Section 1 - Understanding and Installing Packages

Before we dive into NumPy, let’s understand what packages are and how to install them.

What are Packages?

As CEO, you wouldn’t build every tool from scratch - you’d use the best tools available. The same applies to Python!

Packages are collections of pre-written code that solve common problems
They’re created by experts and shared with the community
Think of them as apps you can add to Python to extend its capabilities

Why Use Packages?

Instead of writing thousands of lines of code yourself, you can install a package in seconds and get professional-grade functionality. It’s like the difference between building your own espresso machine vs. buying a professional one!

Installing NumPy with uv

To use NumPy (or any package), we first need to install it. We’ll use uv, which we already used to install Python at the start. Do the following in the terminal where you have all your notebooks as well as the files that uv added during its initialization. Not in the notebook!

# Install NumPy for numerical computing
uv add numpy

# While we're at it, let's also install pandas for next session
uv add pandas

How to Install

Open your terminal (or use the terminal in your IDE)
Type uv add numpy pandas and press Enter
Wait a few seconds for installation to complete
That’s it! You can now use NumPy in your code

Using Installed Packages

Once installed, you can import and use packages in your Python code:

import numpy as np  # Import NumPy with alias 'np' (standard convention)

The as np part creates a shorthand. Instead of typing numpy.array() later, you can type np.array() and access numpy functions.

Now let’s see why NumPy is essential!

Prerequisites

Make sure you’ve installed NumPy using uv add numpy in your terminal before starting the next section!

Section 3 - Why NumPy? The Speed Advantage

Now let’s see why NumPy is so important for large-scale data processing.

import numpy as np
import time

# Comparing Python lists vs NumPy for 1 million sales transactions
size = 1000000

# Python list approach (slow)
python_sales = list(range(1, size + 1)) # Creates a list
start = time.time() # Starts a timer
python_result = [x * 1.08 for x in python_sales]  # Add 8% tax
python_time = time.time() - start # Computes the time difference

# NumPy approach (fast!)
numpy_sales = np.arange(1, size + 1) # Creates a NumPy array
start = time.time() # Starts a timer
numpy_result = numpy_sales * 1.08  # Add 8% tax to ALL at once!
numpy_time = time.time() - start  # Computes the time difference

print(f"Processing {size:,} transactions:")
print(f"Python list: {python_time:.4f} seconds")
print(f"NumPy array: {numpy_time:.4f} seconds")
print(f"NumPy is {python_time/numpy_time:.1f}x faster!")

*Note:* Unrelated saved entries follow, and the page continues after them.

Issue #565, opened 2026-06-10
context.db has no findFirst — non-unique single-row lookups have no direct equivalent


borisno2:
## Summary

The generated `context.db.<list>` delegates expose `findUnique` / `findMany` / `create` / `update` / `delete` / `deleteMany` / `count`, but not Prisma's `findFirst`. A non-unique single-row lookup (`findFirst({ where, orderBy })`) is one of the most common Prisma patterns, and code being migrated from raw Prisma (or written by devs/agents who know Prisma) reaches for it naturally — and gets a runtime `TypeError: context.db.<list>.findFirst is not a function` that type-mocked tests don't catch.

Found in a Keystone→stack migration where a list hook called `context.db.account.findFirst(...)`: it type-checked against a permissive seam, passed mocked tests, and failed only against the real generated client.

## Ask

Either:
1. Add `findFirst(args)` to the access-controlled delegates (sugar over the existing access-filtered `findMany` with `take: 1`, so no new access surface); or
2. If intentionally omitted, make it a hard TYPE-level absence in the generated delegate types so misuse is a compile error rather than a runtime TypeError (today the gap is only discoverable at runtime when code is typed against a structural seam), and document the `findMany({ take: 1 })` idiom in the context API docs.

## Context

@opensaas/stack-core 0.24.0. Related to the migration-recipe docs: agents converting Prisma/Keystone code need the supported-method list to be explicit.

borisno2:
> *This was generated by AI during triage.*

## Agent Brief

**Category:** enhancement
**Summary:** Add `findFirst` to the access-controlled `context.db.<list>` delegates as sugar over the access-filtered `findMany` with `take: 1`, so the common Prisma single-row-by-non-unique-filter pattern works (and fails at compile time if misused, not runtime).

**Current behavior:**
The generated/access-controlled list delegates expose `findUnique`, `findMany`, `create`, `update`, `delete`, `count`, `createMany`, `updateMany` (and `get` for singletons), but not `findFirst`. Code migrated from raw Prisma or Keystone (or written by anyone who knows Prisma) reaches for `context.db.<list>.findFirst({ where, orderBy })` and gets a runtime `TypeError: context.db.<list>.findFirst is not a function`. Because call sites are often typed against a permissive structural seam, this passes type-checking and mocked tests and only fails against the real client.

**Desired behavior:**
Each list delegate should expose `findFirst(args)` with the same access guarantees as the other read operations:
- Returns a single record or `null`.
[...]

PR #584, opened 2026-06-27
feat(core): add findFirst to access-controlled context.db delegates

borisno2:
Implements #565. Part of #581.

## What

Adds `findFirst(args)` to the access-controlled `context.db.<list>` delegates. Per the issue, this is **option 1: sugar over the existing access-filtered `findMany` with `take: 1`** — it introduces **no new access surface**. It applies exactly the same query-access checks and access-controlled include building as `findMany`, then returns the first row or `null`.

This honours the shared read-side policy from #581: reads keep the silent-failure contract (access-denied query → `null`, not a throw), and `sudo` remains the single bypass (inherited unchanged from `findMany`).

## How

- **`packages/core/src/context/index.ts`** — new `createFindFirst(findManyOp)` factory that delegates to the already-built `findManyOp` with `take: 1` and returns `result[0] ?? null`. Wired into the delegates `operations` object. Zero duplication of access logic — identical semantics by construction. Supports the same `where`/`orderBy`/`include`/`query`-fragment args as `findMany`.
- **`packages/core/src/access/types.ts`** — added `AugmentedFindFirst` interface (mirrors `AugmentedFindUnique`/`AugmentedFindMany`): a `query`-fragment overload returning `Promise<ResultOf<fragment> | null>` plus the original Prisma `findFirst` signature passthrough. Wired `findFirst` into the `AccessControlledDB` mapped type. The generic `PrismaModelDelegate` already declared `findFirst`.
- **`packages/cli/src/generator/types.ts`** — the generated `CustomDB` explicitly enumerates delegate methods (it is **not** purely derived from `AccessControlledDB`), so `findFirst` and a `<List>FindFirstArgs` type are now emitted for each list in `.opensaas/types.ts`, giving migrated apps full type support for the familiar Prisma `findFirst` pattern.

## Tests

Added to `packages/core/tests/context.test.ts` (the existing context/findMany suite):
- returns the first matching row (and delegates with `take: 1`)
- returns `null` (not `undefined`, not throw) when nothing matches
- respects `where` / `orderBy`
- honours query-access denial the same as `findMany` (denied → `null`, prisma not hit)
- respects a `query` fragment, narrowing the returned single result

## Verification

- `pnpm lint` — 0 errors (only pre-existing unrelated warnings)
- `pnpm manypkg fix` + `pnpm format` — clean
- `pnpm -C packages/core build` and `pnpm -C packages/cli build` — pass
- `pnpm -C packages/core test` — 593 passed (incl. 5 new)
- Regenerated the blog example to confirm `findFirst`/`FindFirstArgs` appear in generated types
- Changeset added (minor on `@opensaas/stack-core` and `@opensaas/stack-cli`)

---

### DIFF
--- a/.changeset/swift-otters-findfirst.md
+++ b/.changeset/swift-otters-findfirst.md
@@ -1,0 +1,31 @@
+---
+'@opensaas/stack-core': minor
+'@opensaas/stack-cli': minor
+---
+
+Add `findFirst` to access-controlled `context.db.<list>` delegates
+
+`findFirst` is sugar over the existing access-filtered `findMany` (`take: 1`), so
+it introduces no new access surface: it applies the exact same query-access checks
+and access-controlled include building as `findMany`, then returns the first
+matching row or `null`. It honours the read-side silent-failure contract — an
+access-denied query yields `null` rather than throwing.
+
+```ts
+// Non-unique single-row lookup
+const account = await context.db.account.findFirst({
+  where: { userId: '123' },
+  orderBy: { createdAt: 'desc' },
+})
+
+// Narrow the single result with a query fragment
+const post = await context.db.post.findFirst({
+  where: { published: true },
+  query: postFragment,
+})
+// post: ResultOf<typeof postFragment> | null
+```
+
+The CLI type generator now emits a `findFirst` method (and `<List>FindFirstArgs`
+type) for each list in the generated `.opensaas/types.ts`, so migrated apps that
+reach for the familiar Prisma `findFirst` pattern get full type support.
--- a/packages/cli/src/commands/__snapshots__/generate.test.ts.snap
+++ b/packages/cli/src/commands/__snapshots__/generate.test.ts.snap
@@ -281,6 +281,14 @@ export type UserFindManyArgs = Omit<Prisma.UserFindManyArgs, 'select'> & {
 }
 
 /**
+ * Custom FindFirstArgs for User with virtual field support
+ */
+export type UserFindFirstArgs = Omit<Prisma.UserFindFirstArgs, 'select'> & {
+  select?: UserSelect | null
+  query?: Fragment<UserOutput, FieldSelection<UserOutput>>
+}
+
+/**
  * Custom CreateArgs for User with virtual field support
  */
 export type UserCreateArgs = Omit<Prisma.UserCreateArgs, 'select'> & {
@@ -329,6 +337,9 @@ export type CustomDB = Omit<AccessControlledDB<PrismaClient>,
   user: {
     findUnique: <T extends UserFindUniqueArgs>(
       args: Prisma.SelectSubset<T, UserFindUniqueArgs>
+    ) => Promise<UserGetPayload<T> | null>
+    findFirst: <T extends UserFindFirstArgs>(
+      args?: Prisma.SelectSubset<T, UserFindFirstArgs>
     ) => Promise<UserGetPayload<T> | null>
     findMany: <T extends UserFindManyArgs>(
       args?: Prisma.SelectSubset<T, UserFindManyArgs>
--- a/packages/cli/src/generator/__snapshots__/types.test.ts.snap
+++ b/packages/cli/src/generator/__snapshots__/types.test.ts.snap
@@ -140,6 +140,14 @@ export type UserFindManyArgs = Omit<Prisma.UserFindManyArgs, 'select'> & {
 }
 
 /**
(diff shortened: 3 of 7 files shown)


borisno2 (commented):
## Review: `feat(core): add findFirst to access-controlled context.db delegates`

**Verdict: APPROVE** ✅ (posted as a comment — the GitHub token here owns this PR and cannot submit a formal Approve.)

Reviewed strictly from the PR diff and the code it touches. This is a tight, low-risk change that does exactly what it claims: `findFirst` is sugar over the access-controlled `findMany` (`take: 1`, return `result[0] ?? null`) with zero duplicated access logic.

### Risk areas verified

- **No new access surface.** `createFindFirst(findManyOp)` delegates entirely to the already-built `findManyOp`. All query-access checks, filter merging, access-controlled `include` building, fragment narrowing, and the `sudo` bypass live in `findMany` and are inherited by construction — there is no parallel access path that can drift (`packages/core/src/context/index.ts:614-628`).
- **Silent-failure contract preserved.** Query-access denial in `findMany` returns `[]`, and `[][0] ?? null` yields `null` — not a throw, not `[]`, not `undefined`. Covered by the "denied -> null, prisma not hit" test.
- **`null` on no match.** `result[0] ?? null` correctly returns `null` (test explicitly asserts `not.toBeUndefined()`).
- **Arg forwarding.** `{ ...args, take: 1 }` forwards `where`/`orderBy`/`include`/`query`/`skip`; `take` is intentionally pinned to 1 (correct for findFirst).
- **Type surface.** `AugmentedFindFirst` mirrors `AugmentedFindUnique`/`AugmentedFindMany`: overload 1 is the `query`-fragment form returning `Promise<ResultOf<fragment> | null>`, overload 2 is the original Prisma passthrough. `FindFirstQueryArgs` (where/orderBy/skip) matches the `FindManyQueryArgs` convention. The only `any` is the existing localized `eslint-disable` pattern on the conditional-type guard — no new `any`/`unknown` leaks into the public surface.
- **Generated CLI type.** `${listName}FindFirstArgs` and the `findFirst` method are consistent with the generated `findMany` (`args?` optional, `Promise<${listName}GetPayload<T> | null>`, custom select/include/query). Relationship vs non-relationship branches match the `FindManyArgs` generator.
- **Changeset.** Correctly bumps both `@opensaas/stack-core` (minor) and `@opensaas/stack-cli` (minor).
- **Tests.** All five required cases present: first-row + `take: 1`, null-on-no-match, where+orderBy, access-denial→null, query-fragment narrowing.

### Notable positive: this closes a latent bug

`packages/core/src/query/index.ts:500` (`runQueryOne`) already calls `context.db[dbKey].findFirst(...)`, but `findFirst` was **never registered** in the `operations` object built by `getContext` (`context/index.ts:247-264`), and `db[dbKey]` is a plain object with no prisma fallback. So prior to this PR any real `runQueryOne` call would throw `TypeError: ...findFirst is not a function`. The existing `query/index.test.ts` masks this because it uses a hand-mocked delegate rather than the real context. This PR fixes that gap as a side effect — nice.

### Findings

**Low severity**

1. `packages/core/src/context/index.ts:522-523` — singleton lists throw with a message hardcoded to `findMany`. Because `findFirst` delegates to `findManyOp`, calling `findFirst` on a singleton list throws `"Cannot use findMany: <List> is a singleton list. Use get() instead."`, which names an operation the caller never invoked. Cosmetic, but mildly confusing. Optional: thread the caller's op name into the error, or accept as-is.

Nothing else surfaced.

---

borisno2:
CI fix: the failing `@opensaas/stack-cli#test` job was caused by stale generator snapshots in the CLI package (`packages/cli/src/generator/__snapshots__/types.test.ts.snap` and `packages/cli/src/commands/__snapshots__/generate.test.ts.snap`), which still encoded the old generated output without the new `findFirst` method and `<List>FindFirstArgs` type.

I regenerated those snapshots to expect the additive `findFirst` output. The diff is purely additive (228 insertions, 0 deletions) — it adds the per-list `<List>FindFirstArgs` type and the `findFirst` delegate signature, mirroring the existing `findMany`/`findUnique` blocks. No generator logic, core logic, or runtime behaviour was touched.

Verification:
- `pnpm -C packages/cli test` → 289 passed (17 files), previously-failing package now green
- `pnpm -C packages/core test` → 593 passed
- ui/auth/rag package suites all pass (190 / 133 / 356)
- `pnpm lint` → 0 errors

No changeset added (this PR already has one).

---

Processing 1,000,000 transactions:
Python list: 0.0197 seconds
NumPy array: 0.0015 seconds
NumPy is 13.5x faster!

NumPy Arrays vs Python Lists

Python lists: Flexible but slow for math operations
NumPy arrays: Specialized for numbers, blazing fast
Rule of thumb: Use NumPy when doing math on many numbers at once

Section 3 - Working with NumPy Arrays

Let’s learn how to create and use NumPy arrays, the foundation of everything in NumPy!

Creating and Using NumPy Arrays

A NumPy array is like a Python list, but optimized for numerical operations. Here’s how to work with them:

import numpy as np

# Creating arrays from Python lists
prices = [4.50, 3.25, 5.00, 2.75, 4.00]
prices_array = np.array(prices)  # Convert list to NumPy array
print(f"Original list: {prices}")
print(f"NumPy array: {prices_array}")
print(f"Array type: {type(prices_array)}")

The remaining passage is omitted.